--- Exercise inputs ---

PR #328, opened 2025-05-15
docs: add support of COSE Hash Envelope

ghost:
This PR adds COSE Hash Envelope to Notary Project spec.


specs/signature-envelope-cose.md
```diff
@@ -239,6 +239,52 @@ The final signature envelope is a `COSE_Sign1_Tagged` object, consisting of Payl
 )
 ```
 
+## COSE Hash Envelope
+Notary Project also supports [COSE Hash Envelope](https://datatracker.ietf.org/doc/draft-ietf-cose-hash-envelope/05/). COSE Hash Envelope is essentially another format of [COSE Sign1 signature structure](https://datatracker.ietf.org/doc/html/rfc8152#section-4.2). 
+The differences between a `COSE Hash Envelope` and the signature envelope defined under [Signature Envelope](./signature-envelope-cose.md/#signature-envelope) are as follows:
```
FeynmanZhou, line 244: As a developer who wants to implement the Notary Projectsignature spec for their signing tools, how could the developer know when to choose COSE Hash Envelope and when to choose the signature envelope? 
We only declared the difference between them but did not briefly introduce their typical use case. This might not be a common knowledge for tool developers. Are we expecting the developers to read through each RFC?

specs/signature-envelope-cose.md
```diff
@@ -239,6 +239,52 @@ The final signature envelope is a `COSE_Sign1_Tagged` object, consisting of Payl
...
+1. Instead of `targetArtifact` as shown under [COSE Payload](./signature-envelope-cose.md/#cose-payload), the payload of a `COSE Hash Envelope` is the hash of the original content bytes that is being signed. The hash algorithm MUST be deduced from the signing certificate's public key (see [Algorithm Selection](./signature-specification.md#algorithm-selection)).
+2. New protected header parameters under `COSE Hash Envelope` only:
+    - **[`payload hash alg`](https://datatracker.ietf.org/doc/draft-ietf-cose-hash-envelope/05/)** (*int*): REQUIRED protected header payload hash alg (label `258`) specifies the hash algorithm used to produce the payload.
+    - **[`preimage content type`](https://datatracker.ietf.org/doc/draft-ietf-cose-hash-envelope/05/)** (*uint/tstr*): OPTIONAL protected header preimage content type (label `259`) specifies the content type of the bytes that were hashed (preimage) to produce the payload, given as a content-format number (Section 12.3 of [RFC7252]) or as a media-type name optionally with parameters (Section 8.3 of [RFC9110]).
```
FeynmanZhou: Do we want to add links to RFC7252 and RFC9110?

specs/signature-envelope-cose.md
```diff
@@ -239,6 +239,52 @@ The final signature envelope is a `COSE_Sign1_Tagged` object, consisting of Payl
 )
 ```
 
+## COSE Hash Envelope
+Notary Project also supports [COSE Hash Envelope](https://datatracker.ietf.org/doc/draft-ietf-cose-hash-envelope/05/). COSE Hash Envelope is essentially another format of [COSE Sign1 signature structure](https://datatracker.ietf.org/doc/html/rfc8152#section-4.2).
```
yizha1: COSE Hash Envelope will be the only format for Blob COSE envelope. I believe the main difference comparing with previous is the payload. For OCI COSE envelope, there are not changes required for now. Since blob signing is not officially released yet, we can make the change without breaking anything. /cc @shizhMSFT

specs/signature-envelope-cose.md
shizhMSFT: We do need them and they are missing.

specs/signature-envelope-cose.md
```diff
@@ -239,6 +239,52 @@ The final signature envelope is a `COSE_Sign1_Tagged` object, consisting of Payl
...
+    - **[`payload hash alg`](https://datatracker.ietf.org/doc/draft-ietf-cose-hash-envelope/05/)** (*int*): REQUIRED protected header payload hash alg (label `258`) specifies the hash algorithm used to produce the payload.
+    - **[`preimage content type`](https://datatracker.ietf.org/doc/draft-ietf-cose-hash-envelope/05/)** (*uint/tstr*): OPTIONAL protected header preimage content type (label `259`) specifies the content type of the bytes that were hashed (preimage) to produce the payload, given as a content-format number (Section 12.3 of [RFC7252]) or as a media-type name optionally with parameters (Section 8.3 of [RFC9110]).
+    - **[`payload location`](https://datatracker.ietf.org/doc/draft-ietf-cose-hash-envelope/05/)** (*tstr*): OPTIONAL protected header payload location (label `260`) is an identifier enabling retrieval of the original resource (preimage) identified by the payload.
+3. Header parameters that MUST NOT be present in `COSE Hash Envelope`:
+    - `content type` (label `3`) MUST NOT be present in the protected or unprotected headers. (Section 4 of [draft-ietf-cose-hash-envelope/05])
+
+## COSE Hash Envelope example
```
shizhMSFT:
```suggestion
### COSE Hash Envelope example
```

specs/signature-envelope-cose.md
```diff
@@ -239,6 +239,52 @@ The final signature envelope is a `COSE_Sign1_Tagged` object, consisting of Payl
 )
 ```
 
+## COSE Hash Envelope
+Notary Project also supports [COSE Hash Envelope](https://datatracker.ietf.org/doc/draft-ietf-cose-hash-envelope/05/). COSE Hash Envelope is essentially another format of [COSE Sign1 signature structure](https://datatracker.ietf.org/doc/html/rfc8152#section-4.2). 
+The differences between a `COSE Hash Envelope` and the signature envelope defined under [Signature Envelope](./signature-envelope-cose.md/#signature-envelope) are as follows:
+1. Instead of `targetArtifact` as shown under [COSE Payload](./signature-envelope-cose.md/#cose-payload), the payload of a `COSE Hash Envelope` is the hash of the original content bytes that is being signed. The hash algorithm MUST be deduced from the signing certificate's public key (see [Algorithm Selection](./signature-specification.md#algorithm-selection)).
```
shizhMSFT: COSE Hash Envelope does not use `targetArtifact` defined in `COSE Payload` as the payload or pre-image payload. Instead, it decomposes the information specified in `argetArtifact` to COSE Hash Envelope specific headers. Basically, there is a mapping:
- `targetArtifact.mediaType` --> `cose_sign1.protected_header.preimage_content_type`
- `targetArtifact.digest` --> `cose_sign1.payload`

Note that `targetArtifact.size`, `targetArtifact,annotations`, and `targetArtifact.artifactType` are lost. We may think about other ways to support them.

shizhMSFT (changes requested):

specs/signature-envelope-cose.md
ghost: > COSE Hash Envelope will be the only format for Blob COSE envelope. I believe the main difference comparing with previous is the payload.

@yizha1 The differences are payload and protected headers. You can find the differences [here](https://datatracker.ietf.org/doc/draft-ietf-cose-hash-envelope/05/).

specs/signature-envelope-cose.md
ghost: > Note that `targetArtifact.size`, `targetArtifact,annotations`, and `targetArtifact.artifactType` are lost. We may think about other ways to support them.

Updated.

specs/signature-envelope-cose.md
ghost: @FeynmanZhou This is a good question, the answer is YES. As a developer who wants to implement this spec, they MUST read these RFCs. In other words, they MUST know exactly what they are implementing and offering as a security tool. This is a requirement that's so fundamental that I believe any developer/maintainer/implementer of this spec should always keep in their mind.

specs/signature-envelope-cose.md
ghost: Updated.

specs/signature-envelope-cose.md
ghost: Updated.

specs/signature-envelope-cose.md
ghost: Added NOTE to clarify `COSE Hash Envelope` is only supported in blob signing for now.

specs/signature-envelope-cose.md
ghost: Added NOTE to clarify `COSE Hash Envelope` is only supported in blob signing for now.

specs/signing-and-verification-workflow.md
```diff
@@ -82,11 +82,27 @@ The user wants to sign an arbitrary blob with a detached signature.
 ### Signing Steps
 
 1. **Generate signature:** Using notation CLI or any other compliant signing tool, sign the blob. The signing tool should follow the following guideline.
-    1. Construct the blob payload as defined in [`signature specification`](./signature-specification.md#payload)
+    1. Construct the blob payload:
+       - For [`COSE Hash Envelope`](./signature-envelope-cose.md/#cose-hash-envelope): 
+
+         Calculate the hash of the blob using the hash algorithm deduced from signing certificate's public key (see [Algorithm Selection](./signature-specification.md#algorithm-selection)).
+
+       - Signature envelope other than `COSE Hash Envelope`:
```
yizha1: I would suggest removing other signature envelope for blob signing, as we only support one signature format for blob signing.

specs/signing-and-verification-workflow.md
```diff
@@ -82,11 +82,27 @@ The user wants to sign an arbitrary blob with a detached signature.
...
-        1. Generate signature using a signature format specified in [supported signature envelopes](./signature-specification.md#supported-signature-envelopes). Also, as part of this step, the user-defined/supplied custom attributes should be added to the annotations of the signature payload.
+    1. Generate signature:
+        1. Generate signature using a signature format specified in [supported signature envelopes](./signature-specification.md#supported-signature-envelopes):
+           - For [`COSE Hash Envelope`](./signature-envelope-cose.md/#cose-hash-envelope):
+
+               If provided by the user, the blob's media type MUST be placed at `protectedHeader.preimage-content-type (label 259)`.
+
+               Any user-defined/supplied custom attributes should be added to the [`Extended attributes`](./signature-specification.md/#extended-attributes).
+           
+           - Signature envelope other than `COSE Hash Envelope`:
```
yizha1: Simliar to the previous comment, we only support one signature format.

specs/signing-and-verification-workflow.md
```diff
@@ -110,7 +126,14 @@ The user wants to consume an arbitrary blob only if it was signed by a trusted p
...
\ No newline at end of file
+1. **Verify the payload:**
+    1. For [`COSE Hash Envelope`](./signature-envelope-cose.md/#cose-hash-envelope):
+       1. Deduce payload hash algorithm from signing certificate's public key (see [Algorithm Selection](./signature-specification.md#algorithm-selection)) and match it with the value specified in `protectedHeader.payload-hash-alg (label 258)`. Fail signature verification if there is a mismatch. 
+       1. Calculate the hash of the blob using the hash algorithm from step above, and match it with the value specified at signature envelope `payload`. Fail signature verification if there is a mismatch.
+       1. If provided by the user, verify blob's media type to the one present in `protectedHeader.preimage-content-type (label 259)`. Fail signature verification if there is a mismatch.       
+       1. If there is any user-defined/supplied custom metadata, match them against the ones present in [`Extended attributes`](./signature-specification.md/#extended-attributes). If they match, signature verification is considered successful.
+   1. Signature envelope other than `COSE Hash Envelope`:
```
yizha1: We will only suypport `COSE Hash Envelope` for blob signing

specs/signature-specification.md
```diff
@@ -122,7 +122,7 @@ The Notary Project signature specification requires the signature envelope to su
 
 Implementations of the Notary Project signature specification MAY include additional signed attributes in the signature envelope.
 These attributes MAY be marked critical, i.e. the attribute MUST be understood and processed by a verifier, unknown critical attributes MUST cause signature verification to fail.
-Usage of extended signed attributes which are marked critical in signature will have implications on portability of the signature, these are discussed in [Signature Portability](#signature-portability) section.
+Usage of extended signed attributes which are marked critical in signature will have implications on portability of the signature, these are discussed in [Signature Portability](#oci-signature-portability) section.
```
yizha1, line 125: How about blob signature portability? if it is only for OCI signature, I would suggest to add words like "for OCI signature portability" as this paragraph is under the common section for both OCI and blob signature

specs/signature-envelope-cose.md
```diff
@@ -239,6 +239,58 @@ The final signature envelope is a `COSE_Sign1_Tagged` object, consisting of Payl
 )
 ```
 
+## COSE Hash Envelope for signing arbitrary blobs
+Notary Project also supports [COSE Hash Envelope](https://datatracker.ietf.org/doc/draft-ietf-cose-hash-envelope/05/) when signing an arbitrary blob. COSE Hash Envelope is essentially another format of [COSE Sign1 signature structure](https://datatracker.ietf.org/doc/html/rfc8152#section-4.2).
```
yizha1: We will only support one signature format for blob signing, which is COSE Hash Evenlop. So we only need to describe what is the payload and what does COSE hash evenlope look like, we don't need to do a comparision.

yizha1 (commented):
Thanks @Two-Hearts. I left several comments. The main comment is that we will not support two types of COSE signature format for blob signing. We only support `COSE Hash Evenlope` for COSE signatures.

specs/signature-specification.md
ghost: This change is not related to this PR's major update though. The change is merely correcting the broken link.

specs/signature-envelope-cose.md
ghost: The comparison is necessary, because otherwise, the reader would be confusing on the differences between the two COSE formats. This comparison is for envelope structure and not for purpose.

specs/signing-and-verification-workflow.md
ghost: Updated.

specs/signing-and-verification-workflow.md
ghost: Updated.

specs/signing-and-verification-workflow.md
ghost: Updated.

specs/signature-envelope-cose.md
ghost: @yizha1 I rephrased the wording to make it clear that `We will only support one signature format for blob signing, which is COSE Hash Evenlop.`

specs/signing-and-verification-workflow.md
```diff
@@ -82,11 +82,13 @@ The user wants to sign an arbitrary blob with a detached signature.
 ### Signing Steps
 
 1. **Generate signature:** Using notation CLI or any other compliant signing tool, sign the blob. The signing tool should follow the following guideline.
-    1. Construct the blob payload as defined in [`signature specification`](./signature-specification.md#payload)
+    1. Construct the blob payload:
+       - For COSE format, only [`COSE Hash Envelope`](./signature-envelope-cose.md/#cose-hash-envelope) is supported when signing arbitrary blobs.
```
shizhMSFT, line 86: @yizha1 @FeynmanZhou Is this what we agree with?

shizhMSFT: I see that there are `cose` and `cose-hash`.

shizhMSFT: Basically, we generate payload depending on which envelope type we choose.

specs/signing-and-verification-workflow.md
```diff
@@ -110,7 +112,14 @@ The user wants to consume an arbitrary blob only if it was signed by a trusted p
...
+       1. If there is any user-defined/supplied custom metadata, match them against the ones present in [`Extended attributes`](./signature-specification.md/#extended-attributes). If they match, signature verification is considered successful.
+   1. For JOSE format: 
+      1. Calculate the blob's size and verify that it matches the size present in `targetArtifact.size`. Fail signature verification if there is a mismatch.
+      1. If provided by the user, verify blob's media type to the one present in `targetArtifact.mediaType`. Fail signature verification if there is a mismatch.
+      1. Calculate the digest of the blob using the digest algorithm deduced from signing certificate's public key (see [Algorithm Selection](./signature-specification.md#algorithm-selection)) and match it with the digest specified at `targetArtifact.digest`.  Fail signature verification if there is a mismatch.
+      1. If there is any user-defined/supplied custom annotations, match them against the ones present in `targetArtifact.annotations`. If they match, signature verification is considered successful.
```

---

Instructions for the task: Tell how many lines above contain the word "FeynmanZhou". Give the number alone.

Problem solution: 4